Unsere Stallanlage im Aufbau...


Dies ist meine Stallanlage kurz vor der Fertigstellung. Deshalb auch noch mit Mischmaschine und Karre........

Geplant war ein 20 Meter langer und 4 Meter breiter Bau aus 11,5 cm dickem Kalksandsteinmauerwerk. Der Fußboden und Fundamente wurden aus Stahlbeton und der obere Mauerabschluss mit einem Betonringbalken, der auch Fenster- und Türstürze sowie die Dachverankerung ausbildete, erstellt. Also wurde erstmal fleißig gemauert. In Höhe der späteren Stallböden, die aus Beton erstellt werden sollten, wurden 5 cm. tiefe Aussparrungen als Auflager eingearbeitet.

 

Nachdem das Mauerwerk stand, wude ein ca. 15 cm. hoher  Ringbalken eingeschalt und aus Stahlbeton erstellt. Der Ringbalken hat die Aufgabe, erstens die Türen und Fensterstürze auszubilden und zweitens die Schubkräfte des Daches abzufedern sowie die Befestigung der Dachbalken zu gewähren.

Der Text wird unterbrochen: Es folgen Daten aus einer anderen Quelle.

PR #938, opened 2026-02-18
Add optional compatibility argument to jira_get_link_types

jwt625:
## Description

This PR makes `jira_get_link_types` resilient to inference gateways that silently drop empty-argument tool calls.

In some OpenAI-compatible/LiteLLM paths, no-arg tools can fail to execute reliably when the model emits `{}` arguments. A common workaround is to send a non-empty compatibility argument. Before this change, `jira_get_link_types` rejected that with a Pydantic `unexpected_keyword_argument` error.  
This PR adds an optional ignored compatibility argument so both empty and non-empty compatibility invocations succeed.

Fixes: added dummy input argument in `jira_get_link_types`.

## Changes

- Updated `jira_get_link_types` in `src/mcp_atlassian/servers/jira.py` to accept optional `dummy: str | None = None`.
- Documented `dummy` as a compatibility-only argument that is ignored by server behavior.
- Preserved existing behavior and output for standard calls with empty arguments.

## Testing

- N/A: Unit tests added/updated
- [x] Manual checks performed: `Validated MCP tools/call for jira_get_link_types with arguments {} and {"dummy":"x"}; both returned normal link-types payloads after restart.`

## Checklist

- N/A: Tests added/updated for changes.
- [x] All tests pass locally.
- N/A: Documentation updated (if needed).

### DIFF
--- a/src/mcp_atlassian/servers/jira.py
+++ b/src/mcp_atlassian/servers/jira.py
@@ -727,11 +727,24 @@ async def get_sprint_issues(
     tags={"jira", "read"},
     annotations={"title": "Get Link Types", "readOnlyHint": True},
 )
-async def get_link_types(ctx: Context) -> str:
+async def get_link_types(
+    ctx: Context,
+    dummy: Annotated[
+        str | None,
+        Field(
+            default=None,
+            description=(
+                "(Optional) Compatibility argument. Ignored by the server. "
+                "Use only when an inference gateway requires non-empty tool arguments."
+            ),
+        ),
+    ] = None,
+) -> str:
     """Get all available issue link types.
 
     Args:
         ctx: The FastMCP context.
+        dummy: Optional compatibility argument. Ignored.
 
     Returns:
         JSON string representing a list of issue link type objects.


src/mcp_atlassian/servers/jira.py
```diff
@@ -727,11 +727,24 @@ async def get_sprint_issues(
     tags={"jira", "read"},
     annotations={"title": "Get Link Types", "readOnlyHint": True},
 )
-async def get_link_types(ctx: Context) -> str:
+async def get_link_types(
+    ctx: Context,
+    dummy: Annotated[
```
sooperset, line 732: Adding a `dummy` parameter creates precedent concerns: if more no-arg tools appear, each would need the same workaround.

Alternatives to consider:
1. Fix the broken gateway upstream.
2. A server-level middleware that silently discards unknown/extra arguments globally.
3. If keeping per-tool: rename `dummy` to something less conspicuous (this shows up in the MCP tool schema that LLM clients see).

Also missing: unit tests covering the new parameter.

Could you share which gateway/setup triggers this?

sooperset (commented):
Thanks for the contribution! The problem is real — some gateways do choke on zero-argument tool calls. A few concerns with the per-tool approach — see inline comment.

sooperset:
Thank you for identifying this issue, @jwt625! The zero-argument tool problem with `jira_get_link_types` has been resolved in PR #959 with a different approach.

Instead of adding a `dummy` compatibility parameter, we added a semantically meaningful `name_filter` parameter that lets users filter link types by name substring (case-insensitive). This solves the zero-arg problem AND adds useful functionality.

PR #959 also includes a broader schema compatibility layer:
- Server-level `anyOf` flattening for Vertex AI / Google ADK compatibility
- 9 complex union parameters narrowed to string-based types
- 314 CI tests ensuring no tool has zero arguments (among other constraints)

Closing this PR since the fix has been merged. Thanks again for the contribution!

Das Dach besteht aus kleinwelligen Dachplatten. Dabei wurden die Dachbalken nicht ausgemauert um eine ständige Belüftung zu erhalten. Dann begann die Erstellung der Boxen.

Als erstes verlegten wir die Rohrleitungen für den Jaucheablauf. Da wir die Leitung innerhalb der Stallanlage abführen wollten, wurden die unteren Boxen ca. 40 cm über dem Boden angelegt, was sich später als sehr bequem erwies. Es wurde unterhalb der Boxen eine 5 cm. Hauptleitung mit einem Gefälle von 30 cm. verlegt in der die Einlaufrohre eingeführt wurden. Die Hauptleitung kann am obersten Ende geöffnet werden um eventuelle Verstopfungen beseitigen zu können und endet in einem Jauchefass ausserhalb der Stallanlage. Verdünnt ergibt es einen wunderbaren Gartendünger. Die Einlaufrohre wurden mittig in die Boxen verlegt, wobei die Unteren mit einem 90 Grad Bogen angeschlossen wurden.  

Die Boxen haben die Ausmasse 1,30 x 0,90 x 0,70 und können durch Schieber miteinander verbunden werden damit sich die Jungtiere zurückziehen können.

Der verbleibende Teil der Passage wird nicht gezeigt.